Horizontal bone regeneration in the frontomaxillary region with resorbable membrane: periodontal, prosthodontic, and surgical approach

Summary

Guided bone regeneration is currently considered a therapy of great importance in implantology to promote bone regeneration in maxillary bone defects; the aim is to create an adequate bed for the positioning of implants. Horizontal guided bone regeneration is based on the use of resorbable membranes in combination with filling biomaterials, such as autologous, homologous, or heterologous bone, as well as alloplastic materials with mechanical barrier functions, aimed at excluding epithelial and connective cells from the repair area and favoring colonization by osteoprogenitor cells.

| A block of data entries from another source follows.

PR #353, opened 2021-06-03
Awicm 3 frontiers xios

mandresm:
Merging `xios` branch to the main branch.


configs/components/oifs/oifs.yaml
```diff
@@ -146,7 +157,7 @@ compile_infos:
             comp_command: "export OIFS_TOPLEVEL_DIR=${model_dir}; export OIFS_XIOS=enable ; export OIFS_XIOS_DIR=${model_dir}/../xios ; export OIFS_XIOS_INCLUDE=-I/${model_dir}/../xios/inc/ ; cd make; ../fcm/bin/fcm make -v -j8 -f oifs.fcm ; mv esm/oifs/bin/master.exe esm/oifs/bin/oifs"
             git-repository: https://gitlab.dkrz.de/ec-earth/oifs-43r3.git
             install_bins: make/esm/oifs/bin/oifs
-            destination: oifs-43r3
+            #destination: oifs-43r3 TODO: JS: Had to comment this out. When I use destination the $model_dir changes, but $XIOS_TOPLEVEL is still pointing at oifs-43r3-awi-e1 leading to failed oasis lib including
```
JanStreffing, line 160: @mandresm Do you know why I had to do this?

configs/components/xios/xios.yaml
```diff
@@ -36,7 +36,12 @@ choose_version:
     use_oasis: ''
   "2.5":
     git-repository: https://gitlab.dkrz.de/ec-earth/xios-2.5
-    archfile: ESMTOOLS_generic_oasis_intel
+    #choose_computer.useMPI:
+    #  cray_mpich:
+    #    archfile: ESMTOOLS_generic_oasis_cray
+    #  intelmpi:
+    #    archfile: ESMTOOLS_generic_oasis_intel
+    archfile: ESMTOOLS_generic_oasis_cray # TODO: fix and use choose block above
```
JanStreffing, line 44: I think this needs to be worked on, because it's hardcoded for cray maschines at the moment.

configs/components/xios/xios.yaml
```diff
@@ -98,6 +103,12 @@ choose_general.setup_name:
                         file_def: file_def
         awicm3:
                 xml_dir: "${pool_dir}"
+choose_computer.name:
+        ollie:
+                add_environment_changes:
+                        add_module_actions:
+                                - "unload netcdf; load netcdf/4.4.1.1_intel_mpi"
+
```
JanStreffing, line 111: This seems like a strange addition for the XIOS merge, since I did most of my work on XIOS on Aleph. I did first compile XIOS, without integrating it into OpenIFS on Ollie. So maybe this was needed?

runscripts/awicm3/awicm3-aleph-TL159L60-CORE2.yaml
```diff
@@ -2,14 +2,14 @@ general:
...
+    compute_time: "00:30:00"
     initial_date: "1990-01-01"
-    final_date: "1990-01-01"
+    final_date: "1991-01-01"
     base_dir: /scratch/awiiccp2/
     nday: 1
     nmonth: 0
     nyear: 0
-    taskset: false
+    heterogeneous_parallelization: true
```
JanStreffing, line 12: May need a sanity check, if this is the right name for the option in the target branch.

JanStreffing (changes requested):

configs/components/oifs/oifs.yaml
mandresm: Nope, I'll have a look at that before merging.

configs/components/xios/xios.yaml
mandresm: Probably this was needed, but this won't go into the environment of AWICM3 as we decided to go there with an environment that specifically ignores environments in the components and only takes the environments specified in awicm3.yaml. 

We could change that of course by either not ignoring component environments, or (the easiest solution) getting all the environment from `xios.yaml` and put them into an `xios.env.yaml` and then loading it with a `further_reading` in `awicm3.yaml`.

runscripts/awicm3/awicm3-aleph-TL159L60-CORE2.yaml
mandresm: No it's not, it needs to go on computer. I'll take care of that. Should the value be true?

configs/components/xios/xios.yaml
JanStreffing: I think the second solution might be easier for now (moving this to `awicm3.env.yaml`). I suspect XIOS will not be used by any other models on ollie.

runscripts/awicm3/awicm3-aleph-TL159L60-CORE2.yaml
JanStreffing: Yeah I think true a good default for aleph. We know it works well on PBS.

configs/components/oifs/oifs.yaml
JanStreffing: So I can recall that this had something to do with the name of the folder that the component was installed into not matching with where it was looking for it elsewhere. But I forgot what that elsewhere was..

mandresm: Jan, this is not for the branch we typically use for AWICM3 right? (for that we use `oifs-43r3-awi-frontiers`, this one is `43r3-awi-e1`). Is this just for standalone `OpenIFS` with `xios`?

JanStreffing: I think so, yes. It was part of the first commit where I was testing installing XIOS on ollie.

The combined treatment of periodontal surgical techniques with implantological techniques, such as grafts or certain flaps, determines the success of implant rehabilitations.

Introduction

After a dental extraction, several physiological phenomena occur that affect the alveolar bone surrounding the extraction site. It is common to find limited bone availability after extraction, which can hinder the placement of dental implants. A key requirement for aesthetically pleasing and predictable results over time is an adequate three-dimensional bone volume, including a vestibular bone wall of sufficient thickness and height. Histological studies in humans and animals show the existence of three phases in bone remodeling: an inflammatory phase, a proliferative phase, and a bone remodeling phase, which involves the formation of a clot, the maturation of trabecular and lamellar bone, and complete remodeling, which can last up to 6 months. Therefore, it is extremely important to understand the alteration of the alveolus for the success of the implant intervention and the treatment timelines. Tan et al. reviewed the changes in the alveolar ridge in humans up to 12 months after tooth extraction. This systematic review demonstrated that horizontal reduction (3.79 mm) was greater than vertical reduction (1.24 mm in the vestibular, 0.84 mm in the mesial, and 0.8 mm in distal sites) at 6 months. The percentage of horizontal bone resorption was from 29% to 63%, and the vertical percentage was from 11% to 22% at 6 months. These studies demonstrated rapid volume reductions in the first 3-6 months, followed by gradual bone resorption.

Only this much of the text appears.